American Pain Society
- Formation: March 6, 1977
- Dissolved: June 2019
- Type: Multidisciplinary community of scientists, clinicians and other professionals
- Headquarters: 8735 W. Higgins Road, Suite 300, Chicago, IL 60631
- Membership: >2,500
- Official language: English
- President: Roger Fillingim, PhD
- Key people: Chief Executive Officer: Carly Reisner
- Website: https://web.archive.org/web/20190829194735/http://americanpainsociety.org/

= American Pain Society =

The American Pain Society (APS) was a professional membership organization and a national chapter of the International Association for the Study of Pain (IASP). The organization closed in 2019 amid the opioid epidemic as the organization faced allegations that it colluded with opioid producers to promote opioids.

==History==
Around the time of Purdue Pharma releasing OxyContin into the market in 1996, the society introduced "pain as 5th vital sign" campaign.
APS was reported to be one of several nonprofit groups that advocated use of opioid painkillers contributing to the Opioid epidemic in the United States.

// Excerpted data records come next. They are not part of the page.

PR #9312, opened 2026-07-30
feat: add cimd management api for feature switch and consent scopes

xiaoyijun:
## Summary

Add the tenant-level Management API for the client ID metadata document (CIMD) feature (LOG-13914). All routes are dev-feature-guarded (not mounted at all unless dev features are enabled).

The API splits across two prefixes, following the existing conventions:

- **`/api/configs/cimd`** — the enablement switch. It reads/writes the `cimd` key in `logto_configs`, so it belongs to the `/configs` family (every `/configs/*` route is backed by that table). It sits outside `/configs/oidc/` because the greedy `/configs/oidc/:keyType` param route captures any literal sibling segment.
  - `GET` → `{ enabled }`; a missing config row resolves to disabled.
  - `PATCH` → merge + upsert. Enabling is the only gate: it responds 422 when the OIDC provider SSRF protection is disabled, instead of accepting and silently ignoring. Once the switch is on, the stored config is the single source of truth for the runtime. Toggling triggers `tenant.invalidateCache()` since the feature is applied at provider construction.
- **`/api/cimd/user-consent-scopes`** — the tenant-wide permission ceiling. It is backed by the four `cimd_*_scopes` relation tables (not `logto_configs`), so it gets its own top-level route like other table-backed tenant settings. `GET`/`POST` plus `DELETE .../:scopeType/:scopeId` reuse the third-party application guards, response shape, and validation (scopes must exist in the tenant; Management API scopes can never be selected). Writes do not invalidate the tenant cache — the ceiling tables are read per request.

The dev-feature custom operation ID mechanism is restored in `operation-id.ts` (removed when Actions graduated), and all routes carry `Dev feature`-tagged OpenAPI docs.

Stacked on #9309 — review only the last commit; the base branch carries the ceiling tables and queries.

No changeset — dev-feature-gated, no end-user-visible behavior change.

## Testing

## Checklist

- [ ] `.changeset`
- [x] unit tests
- [x] integration tests

### DIFF
--- a/packages/core/src/queries/cimd.ts
+++ b/packages/core/src/queries/cimd.ts
@@ -11,26 +11,19 @@ import {
 } from '@logto/schemas';
 import { sql, type CommonQueryMethods } from '@silverhand/slonik';
 
+import { buildBatchInsertIntoWithPool } from '#src/database/insert-into.js';
 import { DeletionError } from '#src/errors/SlonikError/index.js';
 import { convertToIdentifiers } from '#src/utils/sql.js';
 
 const cimdUserScopes = convertToIdentifiers(CimdUserScopes, true);
 
 const createUserScopeQueries = (pool: CommonQueryMethods) => {
-  const insert = async (userScopes: readonly UserScope[]) => {
-    if (userScopes.length === 0) {
-      return;
-    }
+  const batchInsert = buildBatchInsertIntoWithPool(pool)(CimdUserScopes, {
+    onConflict: { ignore: true },
+  });
 
-    await pool.query(sql`
-      insert into ${cimdUserScopes.table} (${sql.identifier([CimdUserScopes.fields.userScope])})
-      values ${sql.join(
-        userScopes.map((userScope) => sql`(${userScope})`),
-        sql`, `
-      )}
-      on conflict do nothing
-    `);
-  };
+  const insert = async (userScopes: readonly UserScope[]) =>
+    batchInsert(userScopes.map((userScope) => ({ userScope })));
 
   const findAll = async (): Promise<UserScope[]> => {
     const rows = await pool.any<{ userScope: UserScope }>(sql`
@@ -57,20 +50,12 @@ const cimdResourceScopes = convertToIdentifiers(CimdResourceScopes, true);
 const scopes = convertToIdentifiers(Scopes, true);
 
 const createResourceScopeQueries = (pool: CommonQueryMethods) => {
-  const insert = async (scopeIds: readonly string[]) => {
-    if (scopeIds.length === 0) {
-      return;
-    }
+  const batchInsert = buildBatchInsertIntoWithPool(pool)(CimdResourceScopes, {
+    onConflict: { ignore: true },
+  });
 
-    await pool.query(sql`
-      insert into ${cimdResourceScopes.table} (${sql.identifier([CimdResourceScopes.fields.scopeId])})
-      values ${sql.join(
-        scopeIds.map((scopeId) => sql`(${scopeId})`),
-        sql`, `
-      )}
-      on conflict do nothing
-    `);
-  };
+  const insert = async (scopeIds: readonly string[]) =>
+    batchInsert(scopeIds.map((scopeId) => ({ scopeId })));
 
   const findAll = async (): Promise<readonly Scope[]> =>
     pool.any<Scope>(sql`
@@ -96,22 +81,12 @@ const cimdOrganizationScopes = convertToIdentifiers(CimdOrganizationScopes, true
 const organizationScopes = convertToIdentifiers(OrganizationScopes, true);
 
 const createOrganizationScopeQueries = (pool: CommonQueryMethods) => {
-  const insert = async (organizationScopeIds: readonly string[]) => {
-    if (organizationScopeIds.length === 0) {
-      return;
-    }
+  const batchInsert = buildBatchInsertIntoWithPool(pool)(CimdOrganizationScopes, {
+    onConflict: { ignore: true },
+  });
 
-    await pool.query(sql`
-      insert into ${cimdOrganizationScopes.table} (${sql.identifier([
-        CimdOrganizationScopes.fields.organizationScopeId,
-      ])})
-      values ${sql.join(
-        organizationScopeIds.map((organizationScopeId) => sql`(${organizationScopeId})`),
-        sql`, `
-      )}
-      on conflict do nothing
-    `);
-  };
+  const insert = async (organizationScopeIds: readonly string[]) =>
+    batchInsert(organizationScopeIds.map((organizationScopeId) => ({ organizationScopeId })));
 
   const findAll = async (): Promise<readonly OrganizationScope[]> =>
     pool.any<OrganizationScope>(sql`
@@ -136,22 +111,12 @@ const createOrganizationScopeQueries = (pool: CommonQueryMethods) => {
 const cimdOrganizationResourceScopes = convertToIdentifiers(CimdOrganizationResourceScopes, true);
 
 const createOrganizationResourceScopeQueries = (pool: CommonQueryMethods) => {
-  const insert = async (scopeIds: readonly string[]) => {
-    if (scopeIds.length === 0) {
-      return;
-    }
+  const batchInsert = buildBatchInsertIntoWithPool(pool)(CimdOrganizationResourceScopes, {
+    onConflict: { ignore: true },
+  });
 
-    await pool.query(sql`
-      insert into ${cimdOrganizationResourceScopes.table} (${sql.identifier([
-        CimdOrganizationResourceScopes.fields.scopeId,
-      ])})
-      values ${sql.join(
-        scopeIds.map((scopeId) => sql`(${scopeId})`),
-        sql`, `
-      )}
-      on conflict do nothing
-    `);
-  };
+  const insert = async (scopeIds: readonly string[]) =>
+    batchInsert(scopeIds.map((scopeId) => ({ scopeId })));
 
   const findAll = async (): Promise<readonly Scope[]> =>
     pool.any<Scope>(sql`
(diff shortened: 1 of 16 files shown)


packages/core/src/routes/cimd.openapi.json
```diff
@@ -0,0 +1,70 @@
+{
+  "tags": [
+    {
+      "name": "CIMD",
+      "description": "Endpoints for managing the tenant-wide permission ceiling of OAuth Client ID Metadata Document (CIMD) clients. CIMD clients are unregistered, so the ceiling applies to all of them; the enablement switch itself lives under `/api/configs/cimd`."
+    }
+  ],
```
simeng-li, line 10: The `Dev feature` tag needs to be in this **root** `tags` array, not only on each operation — the two are not equivalent, and as written this breaks `swagger.json` whenever dev features are disabled:

- `getSupplementDocuments` drops a supplement document only when its **root** `tags` contains `{ "name": "Dev feature" }`. Here the root tags are `[{ "name": "CIMD" }]`, so the document survives the filter.
- `removeUnnecessaryOperations` then prunes both operations (they do carry the per-operation tag), leaving `paths: {}` — but the root `CIMD` tag stays.
- `validateSupplement` then throws ``TypeError: Supplement document contains extra tag `CIMD`.``, because the base document has no `CIMD` tag: the routes are not mounted (early return in `cimdRoutes`) and `tagMap.set('cimd', 'CIMD')` sits behind the same guard.

`shouldThrow()` is `!isProduction || isIntegrationTest`, so this fires in the `dev-features-enabled: false` × `api` integration job — `swagger-check.test.ts` GETs `swagger.json` and would get a 500. `/.well-known/management.openapi.json` fails the same way.

Adding `{ "name": "Dev feature" }` to this array fixes it (see `sso-connector/signing-key.openapi.json` with root tags `["Dev feature"]`, and `idp-initiated-auth-config.openapi.json` with `["Cloud only", "Dev feature"]`). The per-operation `Dev feature` tags then become redundant.

packages/core/src/routes/cimd.openapi.json
```diff
@@ -0,0 +1,70 @@
...
+          {
+            "name": "scopeId",
+            "in": "path",
+            "description": "The scope ID (or the user scope enum value).",
+            "required": true,
+            "schema": {
+              "type": "string"
+            }
+          }
+        ],
```
simeng-li, line 49: This block makes the generated operation carry two `scopeId` path parameters.

`buildParameters` already emits path parameters from the zod guard: `scopeId` ends with `Id`, so it becomes `{ "$ref": "#/components/parameters/scopeId" }`, while `scopeType` becomes an inline object. `mergeParameters` matches supplement entries by `name` + `in`, and a `$ref` object has neither — so the `scopeId` entry below is appended instead of merged:

```json
[
  { "name": "scopeType", "in": "path", "description": "The scope type.", ... },
  { "$ref": "#/components/parameters/scopeId" },
  { "name": "scopeId", "in": "path", "description": "The scope ID (or the user scope enum value).", ... }
]
```

The existing route with the same shape, `applications/application-user-consent-scope.openapi.json` (`/applications/{applicationId}/user-consent-scopes/{scopeType}/{scopeId}`), declares no `parameters` at all and relies on the generated ones. Dropping this block matches that; if you want to keep `scopeType`'s description, drop just the `scopeId` entry.

packages/core/src/routes/logto-config/cimd.ts
```diff
@@ -0,0 +1,81 @@
...
+      assertThat(
+        !body.enabled || EnvSet.values.isOidcProviderSsrfProtectionEnabled,
+        new RequestError(
+          { code: 'request.invalid_input', status: 422 },
+          {
+            details:
+              'CIMD requires the OIDC provider SSRF protection. Remove `OIDC_PROVIDER_SSRF_PROTECTION_DISABLED` to enable CIMD.',
+          }
+        )
+      );
```
simeng-li: This is a request-time check on a persisted flag, so it only holds as long as nobody changes the env. Enable CIMD here, then restart with `OIDC_PROVIDER_SSRF_PROTECTION_DISABLED=1`, and CIMD runs with SSRF protection off — exactly the combination the check exists to prevent. Nothing re-evaluates it, since the comment says the stored config is the single source of truth from then on.

Given CIMD fetches a client-supplied `client_id` URL, the runtime side (provider construction) should apply the same condition — treat `enabled` as false when `isOidcProviderSsrfProtectionEnabled` is false — otherwise this gate only stops the honest path. If that enforcement is planned for the follow-up PR, worth saying so in the comment above so this doesn't read as the authoritative check.

packages/core/src/routes/cimd.openapi.json
xiaoyijun: Confirmed and fixed — thanks, this would have failed the `dev-features-enabled: false` × `api` job.

Added `{ "name": "Dev feature" }` to the root `tags` array and dropped the now-redundant per-operation tags, matching `sso-connector/signing-key.openapi.json`. The whole document is now filtered out by `getSupplementDocuments` when dev features are off, so `validateSupplement` never sees the `CIMD` tag.

Note the two `/configs/cimd` operations in `logto-config.openapi.json` keep their per-operation tags: that document's root tag is `Configs`, which exists in the base document regardless, so dropping the whole file there would take the non-dev paths with it.

packages/core/src/routes/cimd.openapi.json
xiaoyijun: Good catch — confirmed in `buildParameters`: `scopeId` ends with `Id`, so it becomes `{ "$ref": "#/components/parameters/scopeId" }` with no `name`/`in`, and `mergeParameters` appends rather than merges.

Dropped the `scopeId` entry and kept `scopeType`: the generated parameter for it is an inline `{ name, in, required, schema }` with no `description`, so the supplement entry merges by `name` + `in` and is the only way to document it. The third-party route declares no `parameters` at all, which also leaves `scopeType` undocumented.

packages/core/src/routes/logto-config/cimd.ts
xiaoyijun: Agreed on the substance — the runtime side is where this has to be enforced, and that is planned for LOG-13920 (wire native CIMD feature into core): provider construction treats the feature as on only when the stored `enabled` is true **and** `isOidcProviderSsrfProtectionEnabled`. I updated that issue so the condition is written down rather than implied.

Reworded the comment here to say what this check is and is not:

```ts
/**
 * Fail fast so enabling never looks successful while the protection is off. This is not the
 * authoritative gate: the env can be flipped after the config is stored, so provider
 * construction applies the same condition (LOG-13920).
 */
```

packages/core/src/queries/cimd.ts
```diff
@@ -11,16 +11,26 @@ import {
...
+
+    await pool.query(sql`
+      insert into ${cimdUserScopes.table} (${sql.identifier([CimdUserScopes.fields.userScope])})
+      values ${sql.join(
+        userScopes.map((userScope) => sql`(${userScope})`),
+        sql`, `
+      )}
+      on conflict do nothing
+    `);
+  };
```
simeng-li: These four hand-rolled inserts reimplement `buildBatchInsertIntoWithPool` (`src/database/insert-into.ts`) — it already does the empty-array guard, the multi-row `values`, and `on conflict do nothing`, and it's covered by `insert-into.test.ts`. `excludeAutoSetFields` drops `tenantId` exactly like these column lists do, so it should be a straight swap:

```ts
const batchInsert = buildBatchInsertIntoWithPool(pool)(CimdUserScopes, {
  onConflict: { ignore: true },
});

const insert = async (userScopes: readonly UserScope[]) =>
  batchInsert(userScopes.map((userScope) => ({ userScope })));
```

That keeps the flat-array signature the routes call with and drops ~40 lines of raw SQL across the four scope types. `queries/custom-profile-fields.ts` uses the helper the same way.

packages/core/src/routes/logto-config/cimd.test.ts
```diff
@@ -0,0 +1,82 @@
...
+  const originalSsrfProtectionEnabled = EnvSet.values.isOidcProviderSsrfProtectionEnabled;
+
+  afterEach(() => {
+    jest.clearAllMocks();
+    Reflect.set(
+      EnvSet.values,
+      'isOidcProviderSsrfProtectionEnabled',
+      originalSsrfProtectionEnabled
+    );
+  });
```
simeng-li: `Reflect.set` writes through to the real shared `EnvSet.values` object, and it's only reached for here to get past `readonly`. The convention in this package is Sinon — see `src/oidc/fetch.test.ts`:

```ts
Sinon.stub(EnvSet, 'values').value({
  ...EnvSet.values,
  isOidcProviderSsrfProtectionEnabled: false,
});
```

with `Sinon.restore()` in `afterEach`. That scopes the override to the test instead of mutating the singleton, and lets `originalSsrfProtectionEnabled` and the manual restore in `afterEach` go away.

packages/core/src/queries/cimd.ts
xiaoyijun: Confirmed and adopted in 8738ac4b0 — `buildBatchInsertIntoWithPool` matches the hand-rolled semantics exactly: zero-row early return, single multi-row `values` list, `onConflict.ignore` rendering the same `on conflict do nothing`, and `excludeAutoSetFields` dropping `tenantId` just like the explicit column lists did. Swapped all four scope types; the flat-array signatures stay, so the routes and their unit tests are untouched.

packages/core/src/routes/logto-config/cimd.test.ts
xiaoyijun: Adopted in 6b16dd939 — both overrides now use `Sinon.stub(EnvSet, 'values').value({ ...EnvSet.values, isOidcProviderSsrfProtectionEnabled: false })` with a single `Sinon.restore()` in `afterEach`, and the saved original + manual restore are gone. The stub replaces the static property with a copy, so the shared singleton is never mutated — matching `oidc/fetch.test.ts` (same flag) and the sibling `logto-config/index.test.ts`.

simeng-li (approved):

In June 2019, the APS was forced to close amid allegations that it colluded with pharmaceutical companies producing opioids. The APS claimed that the reason for the bankruptcy was the numerous legal expenses which resulted from lawsuits claiming the organization was acting as a front group for opioid drugmakers. The Chronicle of Higher Education reported that several former APS members are organizing a new society called the U.S. Association for the Study of Pain.

==ACTTION-APS Pain Taxonomy==
Together with The Analgesic, Anesthetic, and Addiction Clinical Trial Translations Innovations Opportunities and Networks (ACTTION) partnership with the FDA, the APS developed the ACTTION-APS Pain Taxonomy (AAPT) to provide a consistent diagnostic system for chronic pain disorders.

==Publications==
The society's official journal was titled The Journal of Pain, and published by Elsevier. The society had issued a total of nine guidelines throughout its period of existence.